We can see the running pods
in the components
namespace with the command:
kubectl get pods -n components
We can see the containers running in a particular pod with the command:
kubectl get pods [insert pod name from query above] -o jsonpath='{.spec.containers[*].name} -n components'
You can see there is an istio-proxy container running in our Pod - this was not part of our Component deployment, but was ‘injected’ by Istio automatically.
The diagram below shows the Monitoring Architecture:
You can see the targets that Prometheus scrapes by clicking on the Monitoring
link in the Rancher Cluster Manager:
And then clicking on the Prometheus Targets
link. The picture below shows all the targets that Prometheus is scraping, including the istio-system/envoy.
The Envoy Proxy controls all traffic into the pod: In the ODA-Canvas we have a component operator
that automatically configures Istio to allow traffic where the Component Envelope Specification defines an API Endpoint. (Technically, the component operator
creates Istio Virtual Service
custom resources see API Operator for Istio )
I can view these metrics directly in Prometheus - it has a very simple query interface on top of its time-series database. For example, try:
rate(container_cpu_usage_seconds_total[10m])
or
istio_requests_total {destination_service_name="r1-partyroleapi"}
How do I extend this to get custom business metrics from the component?
It is possible for a component to create business metrics, to allow you to see business operations that are occuring within a component. Prometheus supports a number of Metric Types:
A counter is a cumulative metric that represents a single monotonically increasing counter whose value can only increase or be reset to zero on restart. For example, you can use a counter to represent the number of requests served, tasks completed, or errors.”
A gauge is a metric that represents a single numerical value that can arbitrarily go up and down. Gauges are typically used for measured values like [CPU] or current memory usage, but also ‘counts’ that can go up and down, like the number of concurrent requests.”
A histogram samples observations (usually things like request durations or response sizes) and counts them in configurable buckets. It also provides a sum of all observed values.”
(*there is also a summary metric that has effectively been replaced by histogram)
To expose business metrics, a component needs to define a /metrics
endpoint that exposes this data following the Prometheus standard. In the reference example component, we added a Metrics microservice
that registers for changes within the Product Catalog (using the Open-API Pub/Sub mechanism) and then exposes this data as a Prometheus metrics API.

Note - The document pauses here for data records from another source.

Issue #2041, opened 2018-11-09
secureClient.connect(SERVER_DOMAIN, 443) takes long time at handshake. 


a-c-sreedhar-reddy:
### Hardware:
Board:							ESP32 Dev Module
IDE name:					       Arduino IDE
Upload Speed:					115200
Computer OS:                                        Windows 10

### Description:
I would like to POST data to a server every 10 sec. But after some requests the program enters this loop
```
    log_v("Performing the SSL/TLS handshake...");
    while ((ret = mbedtls_ssl_handshake(&ssl_client->ssl_ctx)) != 0) {
        if (ret != MBEDTLS_ERR_SSL_WANT_READ && ret != MBEDTLS_ERR_SSL_WANT_WRITE) {
            return handle_error(ret);
        }
	vTaskDelay(10 / portTICK_PERIOD_MS);
    }
```
in [ssl_client.cpp](https://github.com/espressif/arduino-esp32/blob/master/libraries/WiFiClientSecure/src/ssl_client.cpp) and it never exits.
So is it good to have a timeout for this WHILE loop?

a-c-sreedhar-reddy:
@Jeroen88  Thanks. But  I am using wifiSecueClient which does not support reuseconnection.

Jeroen88:
reuse is handled by HTTP client, independent of the underlying transport provided by WiFiClient(-Secure). You can also send the headers yourself, and handle the (re-)connection yourself, but HTTP Client is far more easy. You could also take a look at my PR #1979, which changes the HTTP Client API (in line with the same changes I did for the ESP8266) to be used more easily with different WiFi clients

copercini:
@a-c-sreedhar-reddy what core version are you using? a similar bug was fix in the end of 2017

About your project design: is it not better to use MQTT? this keeps the connection open for you send and receive data all the time

a-c-sreedhar-reddy:
@copercini My Esp sdk version is v3.1-dev-661-gf586f5e6

a-c-sreedhar-reddy:
After adding a timeout to the WHILE loop it works good. 

But there is another problem. If at any point secureClient.connect(host, port) returns 0 then all subsequent connects (retries) fail for for many hours. Then  connect starts working automatically sometimes or I need to restart the device.  Should we be clearing anything in the memory or buffer before we retry?

copercini:
it seems that the old connections are not being closed properly, then at some point the memory will run out, causing all these problems (including the timeout issue)

[...]

PR #2044, opened 2018-11-10
handshake in ssl_client.cpp

a-c-sreedhar-reddy:
issue #2041

### DIFF
--- a/libraries/WiFiClientSecure/src/WiFiClientSecure.cpp
+++ b/libraries/WiFiClientSecure/src/WiFiClientSecure.cpp
@@ -289,5 +289,5 @@ int WiFiClientSecure::lastError(char *buf, const size_t size)
 
 void WiFiClientSecure::setHandshakeTimeout(unsigned long handshake_timeout)
 {
-    sslclient->handshake_timeout = handshake_timeout;
+    sslclient->handshake_timeout = handshake_timeout * 1000;
 }


lbernstone:
You should use a #define value rather than a hardcoded timeout value.

atanisoft:
Instead of a #define it would be even better to have this timeout value configured in sslclient_context so it can be adjusted by the library users code.

me-no-dev:
agreed with @atanisoft ! @a-c-sreedhar-reddy will you make the change?

a-c-sreedhar-reddy:
> agreed with @atanisoft ! @a-c-sreedhar-reddy will you make the change?

@me-no-dev changes made.

libraries/WiFiClientSecure/src/WiFiClientSecure.h
```diff
@@ -62,6 +62,7 @@ class WiFiClientSecure : public WiFiClient
     bool loadCertificate(Stream& stream, size_t size);
     bool loadPrivateKey(Stream& stream, size_t size);
     bool verify(const char* fingerprint, const char* domain_name);
+    void setHandshakeTimeout(unsigned long handshake_timeout);
```
atanisoft: It probably should be noted that this is expected to be seconds and not milliseconds.

a-c-sreedhar-reddy: yeah I converted them to millis in the function.

atanisoft: most likely some sort of note here will help others not to pass the wrong type. Maybe even in the method itself do some bounds checking to ensure it doesn't wait forever (ie: cap it at 3600 seconds)

a-c-sreedhar-reddy: @atanisoft  default timeout will be 2 min. It is user wish if he wants to change it.

PR #2046, opened 2018-11-10
uartResizeRxBuffer() returns no value

Bascy:
uartResizeRxBuffer() is declared to return a size_t but does not return anything when uart is not defined


libraries/ESPmDNS/src/ESPmDNS.cpp
```diff
@@ -82,7 +82,7 @@ void MDNSResponder::setInstanceName(String name) {
 
 void MDNSResponder::enableArduino(uint16_t port, bool auth){
     mdns_txt_item_t arduTxtData[4] = {
-        {(char*)"board"         ,(char*)ARDUINO_VARIANT},
```
me-no-dev: there is a reason for this ;) please revert the change

me-no-dev:
please do not change mDNS config! revert that and I will accept the other change :)

PR #2067, opened 2018-11-17
Add FreeRTOS exsample

lutfisan:


libraries/FreeRTOS/FreeRTOS.ino
```diff
@@ -0,0 +1,114 @@
...
+  
+  while (!Serial) {
+    ; // wait for serial port to connect. Needed for native USB, on LEONARDO, MICRO, YUN, and other 32u4 based boards.
+  }
+
+  // Now set up two tasks to run independently.
+  xTaskCreatePinnedToCore(
+    TaskAnalogReadA0
+    ,  "AnalogReadA0"   // A name just for humans
+    ,  128  // This stack size can be checked & adjusted by reading the Stack Highwater
```
chegewara: In esp-idf docs stack highwater is wrong description. Vanilla FreRTOS is using dword for stack size, but esp32 stack size is in bytes, so 128 bytes i way to small stack. I would start with 1kB just in case.

chegewara:
Its just a bad copy/paste example.

lutfisan:
> Am I missing something here?
> 
> Comments in line 7 and lines 56 to 81 hint that the first task will be about blinking but the code for both tasks is an analog read.

sorry for my mistake, task 1 and task 2 just read ADC

chegewara:
Again, 128 bytes its to few for task stack size. App will crash. You copied code from freeRTOS examples, but freeRTOS is using dwords for stack size and esp-idf is using bytes. Minimum stack size is about 750 byes so i suggest to set it to 1 or 2kB.

Also, like i wrote before, tasks with priority 1 and 2 and no delay in loop or any other function that will suspend task does not allow to switch to other tasks.

PR #2072, opened 2018-11-18
Fix Partition Calculation error for min SPIFFS

luc-github:
I have kept the original APPS partintion  size on purpose as 40KB SPIFFS is useless IMHO
So I used the gap from original miscalculation for SPIFFS


bdring:
I agree with @luc-github. Large apps typically involve a web server. SPIFFS are the best places to store the web pages and 40k is too small.

huynh213:
Silly question, what address I should set for the min_spiffs.bin (which I generated from min_spiffs using PY) on the ESP Download Tool?

PR #2076, opened 2018-11-19
Add ESP32-POE board

alibabzo:
The manufacturer also advises

```c
#define ETH_CLK_MODE ETH_CLOCK_GPIO17_OUT
#define ETH_PHY_POWER 12
```

Should this go in `pins_arduino.h` as well?

### DIFF
--- a/boards.txt
+++ b/boards.txt
@@ -1665,6 +1665,36 @@ esp32-gateway.menu.UploadSpeed.115200.upload.speed=115200
 
 ##############################################################
 
+esp32-poe.name=OLIMEX ESP32-POE
+
+esp32-poe.upload.tool=esptool
+esp32-poe.upload.maximum_size=1310720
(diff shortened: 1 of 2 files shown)


me-no-dev:
please rebase to the latest boards config :)

alibabzo:
Beaten to it! Thanks for your all your ESP32 Arduino work :)

Stanimir-Petev:
Sorry for replying so late but I just saw Alibabzo's suggestion and it turns out it is working great with the ETH_LAN8720 demo by default. Otherwise these two lines:
#define ETH_CLK_MODE ETH_CLOCK_GPIO17_OUT
#define ETH_PHY_POWER 12
should be added at the top of the sketch.

I don't know if it is too late since the files has been updated already but if it is possible you can add the lines in the header file. Otherwise I will just open another pull request.

PR #2506, opened 2019-02-25
Fixing temperature

sharkgua:
The temperature function was not sending the proper value. The builtin function was not working (see [espressif/esp-idf#732](https://github.com/espressif/esp-idf/issues/732)), two new files were created (components/arduino-esp32/cores/esp32/esp32-temp.c/h) that implements test_tens.c refered in the previous linked. CmakeLists was modified to take into account the change, as well as censor.c that now calls the proper function.


sharkgua:
Didn't mean to make this, my bad.

PR #2515, opened 2019-02-26
Frog Board ESP32 definition

hosek:
[FrogBoard](https://www.tindie.com/products/fred_IOT/esp32s-esp-wroom32-frogopins-development-board/)

We know its bare ESP32 module development board, but lot of user (mostly newbies) started asking how to work with it and they are little confused what board they should select in Arduino IDE, so having "own" definition would be nice especially for less experienced users.

BTW is there support to add own Example sketches to the definitions?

The code for the reference example component can be found at: Example metrics. This is built using nodeJS and uses the prom-client
Prometheus client library for nodeJS (there are client libraries for most popular programming libraries).
How do you configure Prometheus to scrape this endpoint?
To configure Prometheus to scrape this endpoint, simply add the end-point into the Component Envelope YAML file in the Management
section.
management:
- name: metrics
apitype: prometheus
implementation: <reference to a Kubernetes Service for the metrics micro-service>
path: /<path where the metrics endopint is available>
port: <port where the endpoint is available>
See the example at Example Component Envelope.
When you deploy this componet, you can check it appears in the Prometheus scraping targets:
You could build a custom dashboard for these metrics using a tool such as Grafana. For a simple User Interface you can view the built-in Graph query in Prometheus. In the picture below we are querying the rate of the product_catalog_api_counter over a 10m period.